Aber wir zusammen, wir waren perfekt und glücklich,
bis wir es irgendwann nicht mehr waren,
und das Leben sich auf einen Schlag verändert hat.

Du hast deine Rolle als perfekten Vater Jahre lang erfüllt,
bis du es nicht mehr getan hast.
Heute frage ich mich, ob es wirklich soweit hätte kommen müssen,
aber darauf werde ich keine Antwort bekommen,
denn du bist kein Teil meines Lebens mehr,
weil du jetzt dein eigenes Leben ohne uns hast,
und nur noch jeden Monat auf deinem Kontoauszug siehst,
dass du drei Kinder hast,
die du hättest lieben müssen,
für die du hättest da sein müssen.

Du hättest mit mir meine Mathe Hausaufgaben machen sollen und mir Physik erklären können, aber du warst nicht da, weil es dich nicht interessiert hat.
Du hättest da sein müssen, als ich mich das erste Mal unglücklich verliebt habe.
Du hättest da sein müssen, um mir Abenteuer aus deinem Leben zu erzählen.
Du hättest da sein müssen, um zu sehen wie ich erwachsen werden und regelmäßig zu sehen, wie ich über mich hinauswachse.
Du hättest da sein müssen, um mich zu trösten, wenn das Leben und die Welt mal wieder ein Arschloch waren.
Du hättest da sein müssen, um mich zu beschützen.

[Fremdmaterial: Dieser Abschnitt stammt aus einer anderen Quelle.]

PR #626, opened 2026-08-26
FCLC-431: Simplify `EnrichCell`

dynamictulip:
`EnrichCell` was an extremely difficult method to understand and contained unreachable code. This PR strips it down to its core, adding more unit tests to catch edgecases highlighted by the e2e tests and fixes an existing bug unveiled by these changes.

## Changes

- `EnrichCell` is renamed to `EnrichCellWithParty`
- The `EnrichCell` code concerned with `WLine` is moved to new `EnrichLineWithParty` and is cut back significantly
- `MakeOrSplitParty` becomes enveloped in new `EnrichWTextWithParties`
- Existing bug in party identification when there are multiple parties and one contains brackets in the name is fixed

### DIFF
--- a/src/parsers/common/enrich/PartyEnricher.cs
+++ b/src/parsers/common/enrich/PartyEnricher.cs
@@ -1582,23 +1582,15 @@ internal class PartyEnricher : Enricher
     {
         var lineContents = line.Contents.ToArray();
 
-        return lineContents switch
+        static bool IsPartOfPartyName(WText wText)
+            => IsNotBlank(wText)
+            && !IsInBrackets(wText.Text)
+            && !IsConnectorText(wText.Text);
+
+        return lineContents.OfType<WText>().Count(IsPartOfPartyName) switch
         {
-            [] => line,
-
-            [WText { Text: "SECRETARY OF STATE " }, WLineBreak, WText] // [2021] EWCA Civ 1876
-                => WLine.Make(line, [new WParty2(lineContents.Cast<ITextOrWhitespace>()) { Role = role }]),
-
-            _ when lineContents.OfType<WText>().Count(wText => IsNotBlank(wText)
-                    && !IsInBrackets(wText.Text)
-                    && !IsConnectorText(wText.Text)) == 1
-                => WLine.Make(line, lineContents.SelectMany(inline => EnrichWTextWithParties(inline, role)).ToArray()),
-
-            _ when lineContents.OfType<WText>()
-                               .Count(wText => IsNotBlank(wText) && !IsInBrackets(wText.Text)
-                                   && !IsConnectorText(wText.Text)) > 1
-                => WLine.Make(line, [new WParty2(lineContents.Cast<WText>()) { Role = role }]),
-
+            1 => WLine.Make(line, lineContents.SelectMany(inline => EnrichWTextWithParties(inline, role)).ToArray()),
+            > 1 => WLine.Make(line, [new WParty2(lineContents.Cast<ITextOrWhitespace>()) { Role = role }]),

Aber das warst du nicht, weil es dich nicht interessiert hat.

Du hättest mich lieben und beschützen müssen.
Jahrelang hast du die Aufgabe eines Vaters erfüllt,
und ich hätte keine besseren haben können, bis du es nicht mehr getan hast.

Heute weiß ich nicht einmal,
wie ich dich nennen soll,
denn wenn wir uns heute auf der Straße begegnen würden,
wären wir nur zwei Fremde, die zufällig miteinander verwandt sind,
und ich frage mich, wie es nur so weit kommen konnte,
schließlich waren wir früher mal Familie.

Heute weiß ich nichts mehr über dich.
Verdammt ich weiß ja nicht einmal wo du wohnst.

Du hast mir mein Herz gebrochen lange bevor irgendjemand anderes die Chance dazu hatte,
dabei hättest du bei uns sein und uns lieben müssen.
Denn du hättest für uns da sein müssen.

Aber wir bekommen ja nicht einmal eine Karte zum Geburtstag,
nicht einmal verspätet,
und ich frage mich,
ob du manchmal an uns denken musst,
und dich fragst, wie es uns geht,
oder ob es dir wirklich egal ist.

Wir sind für dich durch die Hölle gegangen und wieder zurück,
und ich hätte jedes Recht dich zu hassen,
aber ich kann es nicht, denn du bist unser Vater,
und wir haben dich geliebt,
denn Eltern kann man sich nicht aussuchen.

Aber heute, heute bist du mir egal,
weil du kein Teil meines Lebens mehr bist,
und ich ohne dich wahrscheinlich besser dran bin.

Trotz allem gibt es Momente,
in denen ich an dich denke,
und mir wünsche du wärst hier,
und wärst der Vater vor 10 Jahren,
der mich geliebt hat und der für mich da war.

Aber das bist du nicht mehr,
und ich erkenne dich nicht einmal wieder,
denn du hast Dinge getan, die niemand verstanden hat,
und ich bin mir nicht einmal sicher, ob du sie selbst verstehst.

Wegen dir drücke ich mit 20 immer noch die Schulbank.
Wegen dir habe ich Nächte lang wach gelegen und geweint.
Wegen dir ist das alles passiert.
Wegen dir war unsere Familie irgendwann keine Familie mehr.

Aber hey!
Schau mich an.
Ich stehe hier und aus mir ist etwas geworden.
Ich bin erwachsen geworden ohne dich, denn du hast das alles verpasst.
Ich hoffe du bereust das alles irgendwann und wünschst dir, dabei gewesen zu sein.
Denn du bist der einzige der irgendwas verpasst hat.
Denn hey, Papa, ich habe es auch ohne dich geschafft.
Ich lebe mein Leben ohne dich.

Und trotzdem frage ich mich, wie es so weit kommen konnte,
denn weißt du noch, früher waren wir Familie,
und heute sind wir nur zufällig miteinander verwandt,
denn für eine richtige Familie hättest du für uns da sein müssen.